Stored items:
■ ■ ■ ■

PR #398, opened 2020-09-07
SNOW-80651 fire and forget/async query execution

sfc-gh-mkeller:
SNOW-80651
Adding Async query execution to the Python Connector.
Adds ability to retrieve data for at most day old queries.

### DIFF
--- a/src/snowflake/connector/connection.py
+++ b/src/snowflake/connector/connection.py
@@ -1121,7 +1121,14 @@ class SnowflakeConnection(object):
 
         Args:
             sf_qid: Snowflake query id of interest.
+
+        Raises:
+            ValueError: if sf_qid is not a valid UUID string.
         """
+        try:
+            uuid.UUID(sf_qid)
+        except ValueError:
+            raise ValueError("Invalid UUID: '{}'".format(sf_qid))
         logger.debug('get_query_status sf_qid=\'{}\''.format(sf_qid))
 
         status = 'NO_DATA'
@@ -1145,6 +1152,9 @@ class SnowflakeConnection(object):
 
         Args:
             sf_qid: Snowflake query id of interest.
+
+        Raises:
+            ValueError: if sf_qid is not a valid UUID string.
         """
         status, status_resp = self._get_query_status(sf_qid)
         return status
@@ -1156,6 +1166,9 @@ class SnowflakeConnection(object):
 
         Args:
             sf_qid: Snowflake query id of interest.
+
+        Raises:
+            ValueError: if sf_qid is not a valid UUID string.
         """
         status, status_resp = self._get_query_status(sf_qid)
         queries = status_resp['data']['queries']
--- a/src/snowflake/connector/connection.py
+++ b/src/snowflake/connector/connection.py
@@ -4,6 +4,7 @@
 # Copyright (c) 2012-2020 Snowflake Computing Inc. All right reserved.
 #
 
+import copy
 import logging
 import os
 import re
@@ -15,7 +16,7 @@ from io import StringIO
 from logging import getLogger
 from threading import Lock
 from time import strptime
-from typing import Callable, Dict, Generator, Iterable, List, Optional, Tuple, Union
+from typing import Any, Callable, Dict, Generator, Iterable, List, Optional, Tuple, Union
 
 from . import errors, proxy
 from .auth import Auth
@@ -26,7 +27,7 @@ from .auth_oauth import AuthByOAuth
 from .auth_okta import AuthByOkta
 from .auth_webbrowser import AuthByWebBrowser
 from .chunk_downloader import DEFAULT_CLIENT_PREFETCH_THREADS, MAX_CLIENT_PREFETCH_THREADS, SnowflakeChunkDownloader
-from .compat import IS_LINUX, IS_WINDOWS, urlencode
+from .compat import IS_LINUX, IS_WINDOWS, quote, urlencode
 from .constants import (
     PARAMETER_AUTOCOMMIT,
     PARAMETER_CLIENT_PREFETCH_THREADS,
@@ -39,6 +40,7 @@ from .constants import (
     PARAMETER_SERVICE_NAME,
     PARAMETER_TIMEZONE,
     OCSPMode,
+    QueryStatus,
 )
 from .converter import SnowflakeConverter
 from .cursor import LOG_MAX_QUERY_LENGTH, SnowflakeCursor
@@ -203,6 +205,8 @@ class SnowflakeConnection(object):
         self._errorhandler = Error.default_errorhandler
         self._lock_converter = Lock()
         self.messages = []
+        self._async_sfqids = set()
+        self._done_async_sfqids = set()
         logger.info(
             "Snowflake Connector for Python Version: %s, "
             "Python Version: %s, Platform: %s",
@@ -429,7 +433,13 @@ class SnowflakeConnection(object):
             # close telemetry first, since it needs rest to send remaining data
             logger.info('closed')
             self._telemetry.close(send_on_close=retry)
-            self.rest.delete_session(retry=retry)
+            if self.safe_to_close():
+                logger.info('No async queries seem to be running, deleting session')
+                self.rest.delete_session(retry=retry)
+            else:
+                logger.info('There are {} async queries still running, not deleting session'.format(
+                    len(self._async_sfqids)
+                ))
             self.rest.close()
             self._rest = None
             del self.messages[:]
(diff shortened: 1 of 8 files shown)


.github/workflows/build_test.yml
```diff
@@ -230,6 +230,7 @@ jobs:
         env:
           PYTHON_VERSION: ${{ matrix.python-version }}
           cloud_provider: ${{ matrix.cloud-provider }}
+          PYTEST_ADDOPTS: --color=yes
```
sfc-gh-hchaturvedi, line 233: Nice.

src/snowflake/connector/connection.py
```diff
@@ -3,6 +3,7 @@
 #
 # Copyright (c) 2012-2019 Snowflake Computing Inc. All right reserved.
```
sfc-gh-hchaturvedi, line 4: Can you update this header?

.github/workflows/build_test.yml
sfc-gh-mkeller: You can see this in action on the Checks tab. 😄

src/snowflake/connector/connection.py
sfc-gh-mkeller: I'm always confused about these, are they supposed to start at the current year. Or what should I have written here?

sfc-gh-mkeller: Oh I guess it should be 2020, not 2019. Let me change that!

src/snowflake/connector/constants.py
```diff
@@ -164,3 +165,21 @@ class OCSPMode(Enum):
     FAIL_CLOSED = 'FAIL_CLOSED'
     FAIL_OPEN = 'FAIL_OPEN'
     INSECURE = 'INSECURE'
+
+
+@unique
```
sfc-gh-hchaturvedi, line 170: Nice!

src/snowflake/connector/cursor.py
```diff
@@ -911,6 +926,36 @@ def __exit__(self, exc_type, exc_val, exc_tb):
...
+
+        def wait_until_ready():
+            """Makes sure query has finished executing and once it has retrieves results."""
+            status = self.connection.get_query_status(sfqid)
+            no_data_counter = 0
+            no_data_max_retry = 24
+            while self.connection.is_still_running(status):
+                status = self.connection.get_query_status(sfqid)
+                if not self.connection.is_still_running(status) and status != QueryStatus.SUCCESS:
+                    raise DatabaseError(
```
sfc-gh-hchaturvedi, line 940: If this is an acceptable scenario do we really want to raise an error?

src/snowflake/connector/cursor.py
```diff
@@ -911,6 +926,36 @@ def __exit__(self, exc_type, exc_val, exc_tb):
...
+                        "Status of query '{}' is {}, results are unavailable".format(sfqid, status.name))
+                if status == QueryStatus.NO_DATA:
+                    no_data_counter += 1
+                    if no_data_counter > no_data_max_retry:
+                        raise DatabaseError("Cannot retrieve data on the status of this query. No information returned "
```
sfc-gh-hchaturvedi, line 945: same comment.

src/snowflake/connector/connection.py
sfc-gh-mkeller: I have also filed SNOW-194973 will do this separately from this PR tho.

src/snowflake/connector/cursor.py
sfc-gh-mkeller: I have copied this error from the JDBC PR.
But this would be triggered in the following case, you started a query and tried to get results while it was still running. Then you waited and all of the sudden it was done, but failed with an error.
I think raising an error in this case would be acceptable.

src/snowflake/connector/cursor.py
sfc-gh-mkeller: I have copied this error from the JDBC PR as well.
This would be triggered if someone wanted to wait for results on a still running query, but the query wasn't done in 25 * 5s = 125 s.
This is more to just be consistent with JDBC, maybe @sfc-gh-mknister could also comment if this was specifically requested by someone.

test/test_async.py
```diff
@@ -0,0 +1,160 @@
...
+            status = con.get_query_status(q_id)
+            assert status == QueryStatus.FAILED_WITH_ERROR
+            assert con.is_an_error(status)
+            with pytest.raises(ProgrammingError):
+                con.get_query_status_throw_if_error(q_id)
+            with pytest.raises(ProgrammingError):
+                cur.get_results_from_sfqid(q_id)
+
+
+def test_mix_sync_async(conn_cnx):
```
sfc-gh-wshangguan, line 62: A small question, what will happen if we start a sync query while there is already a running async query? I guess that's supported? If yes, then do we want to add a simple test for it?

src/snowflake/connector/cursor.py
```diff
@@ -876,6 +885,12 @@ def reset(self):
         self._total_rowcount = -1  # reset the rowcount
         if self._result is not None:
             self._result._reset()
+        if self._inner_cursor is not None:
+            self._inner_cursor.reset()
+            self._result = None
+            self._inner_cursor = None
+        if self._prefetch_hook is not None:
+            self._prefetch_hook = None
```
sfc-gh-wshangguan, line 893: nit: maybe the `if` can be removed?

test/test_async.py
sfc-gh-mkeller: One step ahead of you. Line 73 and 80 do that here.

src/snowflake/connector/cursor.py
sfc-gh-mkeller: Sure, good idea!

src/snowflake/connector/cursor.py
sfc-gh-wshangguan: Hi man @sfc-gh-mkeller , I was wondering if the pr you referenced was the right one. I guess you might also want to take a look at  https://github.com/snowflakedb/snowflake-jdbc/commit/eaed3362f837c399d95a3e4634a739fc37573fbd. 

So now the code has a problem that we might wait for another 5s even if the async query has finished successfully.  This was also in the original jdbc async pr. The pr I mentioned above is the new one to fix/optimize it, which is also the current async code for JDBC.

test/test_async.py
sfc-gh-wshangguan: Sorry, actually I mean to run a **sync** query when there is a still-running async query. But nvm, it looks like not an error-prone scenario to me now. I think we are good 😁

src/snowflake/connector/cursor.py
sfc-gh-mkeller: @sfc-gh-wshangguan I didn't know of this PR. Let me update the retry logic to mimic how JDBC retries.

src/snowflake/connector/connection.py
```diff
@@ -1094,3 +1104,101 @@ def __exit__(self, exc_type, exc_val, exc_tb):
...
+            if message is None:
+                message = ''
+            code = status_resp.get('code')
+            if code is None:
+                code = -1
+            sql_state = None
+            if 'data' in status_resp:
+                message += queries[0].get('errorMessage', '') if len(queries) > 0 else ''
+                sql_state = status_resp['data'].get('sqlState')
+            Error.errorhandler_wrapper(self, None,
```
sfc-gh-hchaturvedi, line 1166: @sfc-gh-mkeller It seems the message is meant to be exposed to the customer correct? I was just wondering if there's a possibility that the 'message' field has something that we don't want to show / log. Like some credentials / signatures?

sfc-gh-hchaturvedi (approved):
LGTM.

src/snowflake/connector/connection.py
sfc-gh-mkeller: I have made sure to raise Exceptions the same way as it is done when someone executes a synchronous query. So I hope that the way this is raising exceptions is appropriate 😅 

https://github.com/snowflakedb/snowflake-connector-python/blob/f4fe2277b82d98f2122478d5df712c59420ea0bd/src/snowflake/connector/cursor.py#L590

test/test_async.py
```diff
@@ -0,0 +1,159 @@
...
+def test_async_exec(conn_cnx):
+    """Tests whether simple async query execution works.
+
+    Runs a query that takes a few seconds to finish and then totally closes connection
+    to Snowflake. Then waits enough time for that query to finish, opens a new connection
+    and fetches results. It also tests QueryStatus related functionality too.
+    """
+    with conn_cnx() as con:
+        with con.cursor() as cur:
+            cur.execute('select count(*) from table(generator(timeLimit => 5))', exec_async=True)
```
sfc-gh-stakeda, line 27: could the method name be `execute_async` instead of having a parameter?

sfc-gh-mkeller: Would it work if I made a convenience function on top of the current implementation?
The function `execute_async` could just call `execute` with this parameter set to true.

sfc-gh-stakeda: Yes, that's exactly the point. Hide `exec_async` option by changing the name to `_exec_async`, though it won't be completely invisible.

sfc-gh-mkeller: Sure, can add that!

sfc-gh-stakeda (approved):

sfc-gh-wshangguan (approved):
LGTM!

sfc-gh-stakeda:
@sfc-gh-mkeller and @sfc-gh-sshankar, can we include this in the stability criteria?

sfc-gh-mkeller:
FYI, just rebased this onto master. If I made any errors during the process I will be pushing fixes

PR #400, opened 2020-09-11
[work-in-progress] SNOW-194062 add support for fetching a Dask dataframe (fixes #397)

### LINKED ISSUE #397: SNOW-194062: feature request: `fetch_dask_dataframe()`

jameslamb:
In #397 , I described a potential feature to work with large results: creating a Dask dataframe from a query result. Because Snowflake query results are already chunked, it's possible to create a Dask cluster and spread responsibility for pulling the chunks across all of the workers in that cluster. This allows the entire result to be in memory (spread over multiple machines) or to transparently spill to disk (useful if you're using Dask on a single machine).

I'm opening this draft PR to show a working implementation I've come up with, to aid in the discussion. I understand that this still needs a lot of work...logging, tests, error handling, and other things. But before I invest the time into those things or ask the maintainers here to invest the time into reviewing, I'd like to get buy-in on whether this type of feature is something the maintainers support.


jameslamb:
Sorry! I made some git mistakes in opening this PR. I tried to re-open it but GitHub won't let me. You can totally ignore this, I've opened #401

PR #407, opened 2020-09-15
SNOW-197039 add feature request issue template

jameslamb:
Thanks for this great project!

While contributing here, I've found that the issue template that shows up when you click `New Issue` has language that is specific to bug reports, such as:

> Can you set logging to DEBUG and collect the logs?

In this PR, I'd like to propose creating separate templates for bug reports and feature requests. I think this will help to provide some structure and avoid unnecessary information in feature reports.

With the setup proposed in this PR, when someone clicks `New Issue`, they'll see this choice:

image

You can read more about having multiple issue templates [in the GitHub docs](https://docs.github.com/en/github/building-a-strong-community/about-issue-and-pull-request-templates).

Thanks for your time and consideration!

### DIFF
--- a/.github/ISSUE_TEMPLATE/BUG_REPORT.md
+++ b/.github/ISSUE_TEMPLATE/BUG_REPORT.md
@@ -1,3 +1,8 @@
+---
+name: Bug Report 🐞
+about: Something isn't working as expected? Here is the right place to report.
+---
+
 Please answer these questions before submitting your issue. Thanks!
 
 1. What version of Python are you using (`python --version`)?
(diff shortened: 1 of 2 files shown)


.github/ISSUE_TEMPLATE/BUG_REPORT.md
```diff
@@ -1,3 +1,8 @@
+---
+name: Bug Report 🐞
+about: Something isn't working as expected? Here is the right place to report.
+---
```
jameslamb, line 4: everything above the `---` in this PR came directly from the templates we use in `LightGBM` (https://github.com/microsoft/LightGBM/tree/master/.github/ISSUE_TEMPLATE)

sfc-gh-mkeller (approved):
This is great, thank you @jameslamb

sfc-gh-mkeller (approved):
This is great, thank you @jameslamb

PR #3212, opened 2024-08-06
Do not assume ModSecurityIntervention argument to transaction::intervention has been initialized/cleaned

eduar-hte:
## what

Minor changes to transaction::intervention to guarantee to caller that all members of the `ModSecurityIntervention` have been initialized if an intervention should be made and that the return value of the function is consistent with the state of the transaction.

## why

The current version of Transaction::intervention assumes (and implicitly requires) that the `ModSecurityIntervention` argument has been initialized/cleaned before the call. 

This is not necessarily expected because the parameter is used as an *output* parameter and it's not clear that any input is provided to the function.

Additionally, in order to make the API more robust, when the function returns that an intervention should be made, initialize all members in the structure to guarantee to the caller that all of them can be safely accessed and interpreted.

■ ■ ■ ■

ACTIVITY: Count the lines of the data that contain the string "having", and reply with that number alone.

YOUR RESPONSE: 2